Stored data
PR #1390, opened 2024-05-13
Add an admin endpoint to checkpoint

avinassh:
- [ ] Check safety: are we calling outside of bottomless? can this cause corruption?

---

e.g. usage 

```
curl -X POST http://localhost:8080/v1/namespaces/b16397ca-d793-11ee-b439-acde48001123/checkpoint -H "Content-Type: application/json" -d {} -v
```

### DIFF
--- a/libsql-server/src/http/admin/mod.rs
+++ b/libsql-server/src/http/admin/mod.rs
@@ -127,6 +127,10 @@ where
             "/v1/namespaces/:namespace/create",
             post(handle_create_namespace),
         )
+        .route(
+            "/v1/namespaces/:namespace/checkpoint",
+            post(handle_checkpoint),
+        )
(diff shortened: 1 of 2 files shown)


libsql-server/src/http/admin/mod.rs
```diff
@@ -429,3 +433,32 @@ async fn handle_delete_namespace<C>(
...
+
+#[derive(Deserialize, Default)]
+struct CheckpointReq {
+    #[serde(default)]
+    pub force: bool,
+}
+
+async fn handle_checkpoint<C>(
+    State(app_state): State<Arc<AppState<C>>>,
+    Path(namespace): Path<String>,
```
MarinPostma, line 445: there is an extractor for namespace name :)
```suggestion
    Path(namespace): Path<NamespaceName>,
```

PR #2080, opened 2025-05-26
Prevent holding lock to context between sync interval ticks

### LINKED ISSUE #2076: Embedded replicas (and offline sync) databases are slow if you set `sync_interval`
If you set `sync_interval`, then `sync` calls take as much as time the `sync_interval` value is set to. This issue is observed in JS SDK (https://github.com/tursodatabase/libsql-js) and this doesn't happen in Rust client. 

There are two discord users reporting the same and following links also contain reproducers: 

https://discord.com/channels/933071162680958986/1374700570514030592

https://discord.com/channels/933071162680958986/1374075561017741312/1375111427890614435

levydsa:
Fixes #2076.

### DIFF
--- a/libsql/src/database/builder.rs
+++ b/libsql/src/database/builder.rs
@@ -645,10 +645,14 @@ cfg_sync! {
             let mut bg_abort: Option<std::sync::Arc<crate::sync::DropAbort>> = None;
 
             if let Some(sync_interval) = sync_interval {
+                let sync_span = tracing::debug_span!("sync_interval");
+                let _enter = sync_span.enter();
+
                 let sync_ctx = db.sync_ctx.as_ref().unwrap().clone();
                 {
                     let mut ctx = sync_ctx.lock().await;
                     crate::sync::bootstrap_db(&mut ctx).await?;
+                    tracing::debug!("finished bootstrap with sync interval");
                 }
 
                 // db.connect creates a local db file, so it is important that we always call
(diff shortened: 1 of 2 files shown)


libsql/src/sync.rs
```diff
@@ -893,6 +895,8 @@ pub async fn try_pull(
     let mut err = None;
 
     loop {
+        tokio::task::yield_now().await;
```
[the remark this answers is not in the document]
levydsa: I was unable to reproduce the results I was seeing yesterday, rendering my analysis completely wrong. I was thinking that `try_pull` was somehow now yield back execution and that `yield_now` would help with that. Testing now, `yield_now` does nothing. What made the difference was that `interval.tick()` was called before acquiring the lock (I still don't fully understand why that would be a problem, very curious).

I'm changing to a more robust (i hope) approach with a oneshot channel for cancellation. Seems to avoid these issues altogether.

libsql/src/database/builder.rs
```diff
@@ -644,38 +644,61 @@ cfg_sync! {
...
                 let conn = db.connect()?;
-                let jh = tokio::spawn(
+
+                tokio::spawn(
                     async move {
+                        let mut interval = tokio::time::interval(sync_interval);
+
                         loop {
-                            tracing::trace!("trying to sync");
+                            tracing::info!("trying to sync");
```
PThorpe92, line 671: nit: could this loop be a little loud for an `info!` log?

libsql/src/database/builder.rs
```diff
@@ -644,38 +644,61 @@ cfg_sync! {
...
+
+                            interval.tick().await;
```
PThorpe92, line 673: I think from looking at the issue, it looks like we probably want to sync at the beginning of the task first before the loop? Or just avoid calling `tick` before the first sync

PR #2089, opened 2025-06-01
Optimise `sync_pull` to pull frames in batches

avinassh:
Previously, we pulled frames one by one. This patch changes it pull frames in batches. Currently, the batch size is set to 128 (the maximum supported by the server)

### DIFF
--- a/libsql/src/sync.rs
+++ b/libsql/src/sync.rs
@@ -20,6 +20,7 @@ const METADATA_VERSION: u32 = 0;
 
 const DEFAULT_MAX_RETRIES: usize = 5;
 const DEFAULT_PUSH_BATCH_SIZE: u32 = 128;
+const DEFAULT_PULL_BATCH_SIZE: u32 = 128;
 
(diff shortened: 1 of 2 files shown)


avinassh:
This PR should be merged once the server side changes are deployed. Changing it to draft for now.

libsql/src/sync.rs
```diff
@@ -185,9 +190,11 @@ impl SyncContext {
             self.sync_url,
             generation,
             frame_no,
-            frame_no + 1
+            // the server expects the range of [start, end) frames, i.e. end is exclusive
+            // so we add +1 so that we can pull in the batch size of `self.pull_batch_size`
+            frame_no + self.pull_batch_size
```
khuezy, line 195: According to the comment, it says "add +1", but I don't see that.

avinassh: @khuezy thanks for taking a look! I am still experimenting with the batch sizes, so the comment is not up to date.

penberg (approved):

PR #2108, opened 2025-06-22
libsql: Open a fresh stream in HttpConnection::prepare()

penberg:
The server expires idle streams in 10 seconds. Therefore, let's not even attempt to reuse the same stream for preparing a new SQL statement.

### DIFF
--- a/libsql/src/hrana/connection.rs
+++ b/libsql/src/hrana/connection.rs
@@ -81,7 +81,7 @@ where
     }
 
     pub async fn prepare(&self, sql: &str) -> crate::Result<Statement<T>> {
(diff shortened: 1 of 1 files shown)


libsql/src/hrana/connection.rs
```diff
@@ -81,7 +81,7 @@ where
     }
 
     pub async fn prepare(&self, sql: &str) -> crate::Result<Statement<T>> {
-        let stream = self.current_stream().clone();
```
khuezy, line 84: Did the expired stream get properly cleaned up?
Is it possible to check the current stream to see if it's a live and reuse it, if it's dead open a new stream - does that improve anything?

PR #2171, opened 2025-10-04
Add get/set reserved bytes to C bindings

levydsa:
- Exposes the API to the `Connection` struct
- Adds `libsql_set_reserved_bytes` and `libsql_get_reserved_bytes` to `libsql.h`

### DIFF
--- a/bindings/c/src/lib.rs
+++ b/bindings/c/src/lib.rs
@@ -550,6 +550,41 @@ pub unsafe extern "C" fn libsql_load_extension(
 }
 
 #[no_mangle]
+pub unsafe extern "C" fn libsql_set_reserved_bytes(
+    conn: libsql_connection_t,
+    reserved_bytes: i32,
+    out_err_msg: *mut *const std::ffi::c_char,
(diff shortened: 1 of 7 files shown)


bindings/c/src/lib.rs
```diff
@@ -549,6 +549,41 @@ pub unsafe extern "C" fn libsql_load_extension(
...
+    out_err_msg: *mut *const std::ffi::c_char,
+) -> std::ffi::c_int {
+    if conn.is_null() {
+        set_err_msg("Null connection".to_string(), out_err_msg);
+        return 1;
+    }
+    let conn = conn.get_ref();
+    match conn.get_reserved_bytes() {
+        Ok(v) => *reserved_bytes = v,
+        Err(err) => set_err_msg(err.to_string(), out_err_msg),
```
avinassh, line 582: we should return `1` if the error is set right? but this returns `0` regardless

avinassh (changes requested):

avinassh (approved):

* [What you have to do] Identify all lines in the records above with the word "await".

* [Answer section]
                     let mut ctx = sync_ctx.lock().await;
                     crate::sync::bootstrap_db(&mut ctx).await?;
+        tokio::task::yield_now().await;
+                            interval.tick().await;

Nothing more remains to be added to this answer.